La CODP et l’équipe de recherche poursuivront leurs travaux dans le cadre de l’enquête. Les prochaines étapes consistent à établir un rapport final, qui inclura les résultats des entrevues menées auprès des membres de la communauté et de la police, une analyse des procédures policières, ainsi qu’un examen des mesures et des pratiques de responsabilisation. Le rapport comprendra également une série de recommandations adressées aux intervenants du milieu policier pour lutter contre la discrimination raciale.

L’attention actuelle sur les méthodes policières à l’égard des personnes noires met principalement en avant les fusillades policières. Un impact collectif, le premier rapport provisoire relatif à l’enquête de la CODP sur la discrimination raciale et le profilage racial effectués par le SPT à l’endroit des personnes noires, publié en décembre 2018, démontre de manière irréfutable que les personnes noires courent plus de risques d’être abattues par la police de Toronto que les personnes blanches ou les personnes issues d’autres groupes racialisés.

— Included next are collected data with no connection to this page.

PR #2214, opened 2018-01-10
Change git:// to git+http:// in dev_requirements.txt to fix Pip Vagrant error

leonidg:
pip -r dev_requirements.txt throws an error inside of Vagrant because
of the git:// requirement.  Github does not allow a clone of a git://
URL without credentials.  git+http:// allows a fallback to HTTP for
public repositories (which the Django one of course is).


leonidg:
Closing due to inability to reproduce.  Current suspect is transient Github error.

PR #2215, opened 2018-01-22
Only take link title from DOM if not already supplied by the user.

rebeccacremona:
Makes "Yowza" stick as title:
```
curl -H 'Content-Type: application/json' -X POST -d '{"url": "http://example.com", "title": "Yowza"}' http://api.perma.test:8000/v1/archives/?api_key=<api key>
```


rebeccacremona:
The tests are failing because of this: https://github.com/harvard-lil/perma/blob/develop/perma_web/perma/models.py#L912

Rethinking my strategy.

PR #2220, opened 2018-01-24
jquery3 update

anastasia:


anastasia:
found another jquery related change needing to be made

Un impact disparate montre que les personnes noires, et notamment les hommes noirs, sont encore plus susceptibles de faire l’objet d’interpellations proactives, d’être inculpées et d’être victimes d’incidents de recours à la force dans un large éventail d’interactions policières. Ce constat ajoute une dimension importante aux discussions actuelles et reflète le racisme quotidien auquel doivent faire face les communautés noires. Ces rapports et les conclusions afférentes donnent un poids considérable aux nombreux appels lancés en faveur d’une réforme systémique des services policiers.

Les rapports Un impact collectif et Un impact disparate prouvent sans l’ombre d’un doute qu’il n’y a plus lieu de débattre de l’existence ou non d’un racisme systémique ou de préjugés raciaux anti-Noirs au sein du service de police de Toronto. Il est temps de prendre des mesures concrètes pour faire évoluer les institutions et les systèmes de maintien de l’ordre et les tenir comptables des disparités raciales constatées dans ces deux rapports.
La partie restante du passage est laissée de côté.